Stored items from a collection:
PR #16579, opened 2024-06-16
Reveal current username in main menu bar (User menu)

### LINKED ISSUE #16525: Show username in menu
### Summary
Menu item labels, which are located in the "User Navigation" menu area, are hidden in the styles.
Don't know why this was done, but ok.

https://github.com/modxcms/revolution/blob/87a62645573bd3fcde291fc269db3efd987c4962/_build/templates/default/sass/_navbar.scss#L86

### Your objective
The entries above must be transcribed word for word.

### Task response
PR #16579, opened 2024-06-16
Reveal current username in main menu bar (User menu)

### LINKED ISSUE #16525: Show username in menu
### Summary
Menu item labels, which are located in the "User Navigation" menu area, are hidden in the styles.
Don't know why this was done, but ok.

https://github.com/modxcms/revolution/blob/87a62645573bd3fcde291fc269db3efd987c4962/_build/templates/default/sass/_navbar.scss#L86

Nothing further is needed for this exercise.